PR #23, opened 2017-04-07
Fix b/32321298 Part1: SkipDocumentFilter conditionally sets TransmissionDecision

BrettMichaelJohnson:
This change changes SkipDocumentFilter to only set the TransmissionDecision
to do-not-index when its conditions are met. Otherwise, the TransmissionDecision
remains unchanged. This allows several SkipDocumentFilters to be deployed in
the metadata transform pipeline.

### DIFF
--- a/src/com/google/enterprise/adaptor/prebuilt/SkipDocumentFilter.java
+++ b/src/com/google/enterprise/adaptor/prebuilt/SkipDocumentFilter.java
@@ -169,9 +169,8 @@ public class SkipDocumentFilter implements MetadataTransform {
   }
 
   /**
-   * Adds a single {@code Map.Entry} to the {@code params Map}: key
-   * {@code Transmission-Decision}, value {@code TransmissionDecision.AS_IS} to
-   * indicate that the document is to be retained, or value
+   * Conditionally adds a single {@code Map.Entry} to the {@code params Map}:
+   * key {@code Transmission-Decision}, value
    * {@code TransmissionDecision.DO_NOT_INDEX} to indicate that the document is
    * to be skipped.  The decision is based on settings of the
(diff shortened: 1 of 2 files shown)


src/com/google/enterprise/adaptor/prebuilt/SkipDocumentFilter.java
```diff
@@ -203,19 +202,9 @@ public void transform(Metadata metadata, Map<String, String> params) {
             + corpora);
         params.put(MetadataTransform.KEY_TRANSMISSION_DECISION,
             TransmissionDecision.DO_NOT_INDEX.toString());
-      } else {
-        log.info("Not skipping document " + docId + ", because we did not find "
```
wiarlawd: Why did you choose not to preserve the log messages? What about keeping them at FINE or lower?

BrettMichaelJohnson: Done.

wiarlawd (approved):
LGTM

Please wait for PJ to review.

John L

PapaJoltOmega (commented):
Do we have plans to change the AS_IS behaviour of FilterMimetypes?

Is AS_IS useful in any circumstance?

BrettMichaelJohnson:
The change to FilterMimetypes is a separate CL. Since SkipDocumentFilter is limited to using RegEx to make a decision, AS_IS could be used by a subsequent filter to restore inadvertently skipped content (John used forcing folders to the be indexed for graph traversers as an example.)  The current plan is to adapt SkipDocumentFilter into a RegExDecisionFilter with a configurable decision property. Then SkipDocumentFilter would become a trivial subclass with a decision of "do-not-index".

PapaJoltOmega (approved):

• • • •

Copy every record above exactly as it stands.

→ **Answer box**:
PR #23, opened 2017-04-07
Fix b/32321298 Part1: SkipDocumentFilter conditionally sets TransmissionDecision

BrettMichaelJohnson:
This change changes SkipDocumentFilter to only set the TransmissionDecision
to do-not-index when its conditions are met. Otherwise, the TransmissionDecision
remains unchanged. This allows several SkipDocumentFilters to be deployed in
the metadata transform pipeline.

### DIFF
--- a/src/com/google/enterprise/adaptor/prebuilt/SkipDocumentFilter.java
+++ b/src/com/google/enterprise/adaptor/prebuilt/SkipDocumentFilter.java
@@ -169,9 +169,8 @@ public class SkipDocumentFilter implements MetadataTransform {
   }
 
   /**
-   * Adds a single {@code Map.Entry} to the {@code params Map}: key
-   * {@code Transmission-Decision}, value {@code TransmissionDecision.AS_IS} to
-   * indicate that the document is to be retained, or value
+   * Conditionally adds a single {@code Map.Entry} to the {@code params Map}:
+   * key {@code Transmission-Decision}, value
    * {@code TransmissionDecision.DO_NOT_INDEX} to indicate that the document is
    * to be skipped.  The decision is based on settings of the
(diff shortened: 1 of 2 files shown)


src/com/google/enterprise/adaptor/prebuilt/SkipDocumentFilter.java
```diff
@@ -203,19 +202,9 @@ public void transform(Metadata metadata, Map<String, String> params) {
             + corpora);
         params.put(MetadataTransform.KEY_TRANSMISSION_DECISION,
             TransmissionDecision.DO_NOT_INDEX.toString());
-      } else {
-        log.info("Not skipping document " + docId + ", because we did not find "
```
wiarlawd: Why did you choose not to preserve the log messages? What about keeping them at FINE or lower?

BrettMichaelJohnson: Done.

wiarlawd (approved):
LGTM

Please wait for PJ to review.

John L

PapaJoltOmega (commented):
Do we have plans to change the AS_IS behaviour of FilterMimetypes?

Is AS_IS useful in any circumstance?

BrettMichaelJohnson:
The change to FilterMimetypes is a separate CL. Since SkipDocumentFilter is limited to using RegEx to make a decision, AS_IS could be used by a subsequent filter to restore inadvertently skipped content (John used forcing folders to the be indexed for graph traversers as an example.)  The current plan is to adapt SkipDocumentFilter into a RegExDecisionFilter with a configurable decision property. Then SkipDocumentFilter would become a trivial subclass with a decision of "do-not-index".

PapaJoltOmega (approved):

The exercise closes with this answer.